Layer 6: Robot Execution

At this stage the robot hardware performs actions. For the SO101 arm:
move_to(x,y,z)
close_gripper()
move_to(target)
open_gripper()
For the UGV rover:
navigate_to(location)
rotate(angle)
capture_image()
scan_environment()
This layer interacts with:
  • motors
  • actuators
  • grippers
  • wheels

Layer 7: Feedback and Replanning

Real-world environments are unpredictable. Robots must constantly verify whether actions succeed. Examples:
did the grasp succeed?
did the rover reach the destination?
is the object still visible?
If an action fails, the system may:
  • retry
  • update the world model
  • replan the task
This feedback loop is critical for reliable robotics systems.
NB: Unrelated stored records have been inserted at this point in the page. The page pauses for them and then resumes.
PR #14011, opened 2022-11-28
server: Drop unused `WSChiaConnection.is_feeler`

xdustinface:


arvidn:
I'm pretty sure this used to be used. at least in the crawler. Do you know of a recent patch making this unused?

xdustinface:
> I'm pretty sure this used to be used. at least in the crawler. Do you know of a recent patch making this unused?

Looking at 1.1.3 and 1.3.4 there was no usage of this either.

chia/server/server.py
```diff
@@ -480,7 +479,6 @@ async def start_client(
                 self._port,
                 self.log,
                 True,
-                False,
```
arvidn, line 483: I imagine the original intention was to pass `is_feeler` here

arvidn (approved):
I see. The parameter to `start_client()` is primarily used to initiate a `close()` task immediately after the connection is established. I imagine the original idea was for the connection to be treated differently in some cases if it was about to be disconnected, but it doesn't appear to be

PR #14012, opened 2022-11-28
Adding shell completion files

wallentx:
This PR adds the generated shell completion files which can be generated by the following commands:
`_CHIA_COMPLETE=bash_source chia`
`_CHIA_COMPLETE=zsh_source chia`
`_CHIA_COMPLETE=fish_source chia`

Currently, there is no documented mention of this being possible, as it may have been unknown (I stumbled upon this https://click.palletsprojects.com/en/8.1.x/shell-completion/#enabling-completion).

The user may source these files once their venv is activated.
For possible future tasks, we may want to do one (or many) of the following:
- For users who install from src, as a final step of `install.sh`, it may be desirable to inject a `source chia-complete.bash` into the relevant `venv/bin/activate` script, so that the completion is activated when the venv is activated
- When packaging the installers, we may want to unpack these to a standardized location (for example: `/usr/share/chia/chia-complete.bash` for bash)
- We may want to add a CLI command to generate this file, i.e.: `chia completion --bash`
- It may be best to simply document the availability of this feature, and perhaps recommend how this can get added to their dotfiles, or what not to do (going the `eval` route would lead to a sluggish experience)

https://user-images.githubusercontent.com/8990544/204255728-69109215-a314-47cb-8200-e697871bc1c6.mp4

### DIFF
--- a/chia-complete.bash
+++ b/chia-complete.bash
@@ -1,0 +1,29 @@
+_chia_completion() {
+    local IFS=$'\n'
+    local response
+
+    response=$(env COMP_WORDS="${COMP_WORDS[*]}" COMP_CWORD=$COMP_CWORD _CHIA_COMPLETE=bash_complete $1)
+
+    for completion in $response; do
+        IFS=',' read type value <<< "$completion"
+
+        if [[ $type == 'dir' ]]; then
+            COMPREPLY=()
+            compopt -o dirnames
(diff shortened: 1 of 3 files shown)


wallentx:
I've worked this into a CLI command in https://github.com/Chia-Network/chia-blockchain/pull/14782

PR #14015, opened 2022-11-28
Simplify the mempool manager instantiation by not making it depend on a coin store

AmineKhaldi:


chia/clvm/spend_sim.py
```diff
@@ -157,7 +158,7 @@ def new_coin_record(self, coin: Coin, coinbase: bool = False) -> CoinRecord:
 
     async def all_non_reward_coins(self) -> List[Coin]:
         coins = set()
-        async with self.mempool_manager.coin_store.db_wrapper.reader_no_transaction() as conn:
+        async with self.coin_store.db_wrapper.reader_no_transaction() as conn:
```
arvidn, line 161: you might as well just use `self.db_wrapper` directly here too, right?

chia/clvm/spend_sim.py
```diff
@@ -369,20 +366,16 @@ async def get_additions_and_removals(self, header_hash: bytes32) -> Tuple[List[C
             filter(lambda br: br.header_hash == header_hash, self.service.block_records)
         )[0]
         block_height: uint32 = selected_block.height
-        additions: List[CoinRecord] = await self.service.mempool_manager.coin_store.get_coins_added_at_height(
-            block_height
-        )  # noqa
-        removals: List[CoinRecord] = await self.service.mempool_manager.coin_store.get_coins_removed_at_height(
-            block_height
-        )  # noqa
+        additions: List[CoinRecord] = await self.service.coin_store.get_coins_added_at_height(block_height)  # noqa
```
arvidn, line 369: you could just use `self.coin_store` here too, right?
and below. Maybe that would let you remove the `# noqa`

chia/clvm/spend_sim.py
```diff
@@ -369,20 +366,16 @@ async def get_additions_and_removals(self, header_hash: bytes32) -> Tuple[List[C
...
+        removals: List[CoinRecord] = await self.service.coin_store.get_coins_removed_at_height(block_height)  # noqa
         return additions, removals
 
     async def get_puzzle_and_solution(self, coin_id: bytes32, height: uint32) -> Optional[CoinSpend]:
         filtered_generators = list(filter(lambda block: block.height == height, self.service.blocks))
         # real consideration should be made for the None cases instead of just hint ignoring
         generator: BlockGenerator = filtered_generators[0].transactions_generator  # type: ignore[assignment]
         coin_record: CoinRecord
-        coin_record = await self.service.mempool_manager.coin_store.get_coin_record(  # type: ignore[assignment]
+        coin_record = await self.service.coin_store.get_coin_record(  # type: ignore[assignment]
```
arvidn, line 378: it looks like you could just use `self.coin_store` here as well. Also, do you know why the variable type definition is a separate statement from the declaration?
Also, do you know why we suppress type checking on this line, it looks suspicious

arvidn (commented):
looks good. just some nit-picks

chia/clvm/spend_sim.py
AmineKhaldi: Yeap.

chia/clvm/spend_sim.py
AmineKhaldi: Same about `SimClient` and I replaced this suppression and type definition with just an assertion as the type is easily deducted (I can make it explicit if needed).

arvidn (approved):

chia/full_node/full_node.py
```diff
@@ -380,7 +380,7 @@ async def _start(self) -> None:
         )
 
         self._mempool_manager = MempoolManager(
-            coin_store=self.coin_store,
+            get_coin_record=self.coin_store.get_coin_record,
```
aqk, line 383: Fantastic. Another chunk of complexity removed from MempoolManager.

aqk (approved):
I like this change very much.

trepca (approved):

PR #14016, opened 2022-11-28
Add Wallet Action Manager (only to support payment <-> dl_inclusion offers currently)

Quexington:
This PR introduces the WalletActionManager which is a utility similar to the TradeManager but designed to be more generally applicable for any action a wallet can perform.  The general flow is as such:
1) User constructs a summary (see summary format below for what that entails)
2) User submits summary to wallet action manager which turns it into an unsigned & incomplete spend
3) User submits unsigned & incomplete spend to wallet for signing (currently this is still integrated into the wallet action manager, but this could be a separate airgapped machine for example)
4) User is returned a signed & incomplete spend
5) User submits signed & incomplete spend and an environment of variables (similar to a clvm solution) to wallet action manager which returns a signed and complete spend ready to be pushed to the network
6) User pushes spend to the network

The separation of transaction creation, signing, and completion allows for clients to construct more powerful applications without needing explicit support on the wallet backend.

### Backwards Compatibility
This PR is only designed to supply the underlying infrastructure, it does not yet expose the full functionality at the RPC level for users to use.  Instead, the trade manager calls methods from the wallet action manager in response to its normal calls like `/create_offer_for_ids`.  It leverages a library of functions to convert legacy requests/responses <-> action manager requests/responses.  Furthermore, this PR does not even use the underlying infrastructure for any supported use case, it only calls action manager methods in exactly the case where there is a DL singleton in the offer and also some other type of asset.  This means the new infrastructure only gets called to create/respond to a payment <-> dl_inclusion offer.  All other offers still use the same code paths in the trade manager.  The new summary format does not need to be used for pay-to-include offers, there is back compat code for converting requests and responses for those as well.

The idea is that in the future, we can do a slow cut-over to the new infrastructure and slowly (emphasis on slow) deprecate the trade manager and the offers it creates being careful to add unit tests for the old use cases in the new action manager.  While spends made in the new infrastructure may not be byte for byte similar to the same spend made on the old infrastructure, the intention is that new infrastructure spends will be able to be interpreted by old infrastructure clients.

Despite the following functionality not yet being available, here's a description of the intended interaction with the action manager when we do start to uncover it.

### Solvers
Many variables in this PR are typed with the class `Solver`.  This is a pre-existing type already in use in offer `driver_dict`s but it's poorly documented.  The intention of the class is to give a medium for users to specify exactly what they mean when they are referring to things handled in CLVM.  Rather than forcing literal CLVM for every call of an RPC (for example), `Solver` is kind of a middle ground in that it is a dictionary of strings mapped to one of three things:

1) Another dictionary
2) A list
3) A CLVM string

The python class operates similar to a dictionary where you can get an index of the object (i.e. `solver["puzzle_hash"]`) and behind the scenes, the class will interpret the CLVM and return to you its best guess of the python object that represents it.  For example `{"puzzle_hash": "0xcafef00d"}` will return you the equivalent of `bytes.fromhex("cafef00d")` whereas `{"puzzle_hash": "cafef00d"}` will return `"cafef00d"`.  All CLVM is represented as a string so things representing an integer would work like this: `{"amount": "1000"}`.

### Summary Format
```
{
  "actions" : [
    {
      "with": {*coin specification*},
      "do": [
        {*wallet action*},
        ...
      ],
    },
    ...
  ],
  "bundle_actions": [
    {*wallet action*}
  ],
  *additional keys*
}
```

The summary to build a spend is passed in as a CLVM dict similar to the `driver_dict` argument in `/create_offer_for_ids`.  Keys are strings, values are strings interpreted as CLVM.

The `"actions"` key is the main part of the summary.  Each action specifies a `"with"` key that contains a specification for the types and quantity of assets that should be selected in order to perform the spend.  For example `{"amount": "10"}` will select a plain XCH coin or coin(s) combining to at least 10 mojos.  `{"asset_id": "0xlauncher_id"}` will select the current generation of a singleton with the specified asset ID (no amount required).  Previous arguments to select_coin work as well like "min_coin_amount".  Each action also specifies a `"do"` key that is a list of arbitrary dictionaries each with a `"type"` key that specifies the action name so the action manager knows what parser to use.  An example action is `{"type": "offered_amount", "amount": "100"}` which will send 100 mojos to the offer puzzle hash allowing someone to claim it.

`"bundle_actions"` is simply a list of actions that have no `"with"` spec.  The idea is that the user does not care which coins complete the action, just that it get completed.  A `"request_payment"` action is currently the most common use case of this, or `"require_dl_inclusion"` for DL offers.

Additional keys can be specified that are additional instructions for how to construct the spend.  For example, the action manager currently will automatically add in a direct payment of the leftover amount to the local wallet as change.  However, this can be disabled with `"change": "()"`.

### Wallet Integration

This PR also introduces a few protocols that a wallet can implement in order to automatically integrate with the action manager:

AI Approaches Used in Physical AI

Different AI techniques can power different layers of the system.

Classical Robotics

Traditional robotics pipelines combine:
vision
motion planning
control systems
Common frameworks:
  • ROS
  • MoveIt
  • OpenCV

LLM-Based Planning

Large Language Models can help interpret instructions and generate plans. Example:
User: "Sort the blocks by color"
LLM produces:
1 detect blocks
2 classify colors
3 pick block
4 place in color bin
LLMs are useful for:
  • natural language interfaces
  • task decomposition
  • skill orchestration

Imitation Learning

Robots learn from demonstrations. Workflow:
human demonstrates task
robot records trajectory
model learns policy
Applications:
  • manipulation
  • repetitive tasks
  • assembly
Popular approaches include:
  • behavior cloning
  • ACT models
  • diffusion policies

Reinforcement Learning

Robots learn through reward-based optimization. Example reward:
successful grasp = +1
dropped object = -1
RL is often used for:
  • dexterous manipulation
  • locomotion control
  • dynamic tasks

Vision Language Action Models

These models map:
vision + language → robot actions
Examples include:
  • RT-2
  • OpenVLA
These models aim to create general-purpose robot intelligence.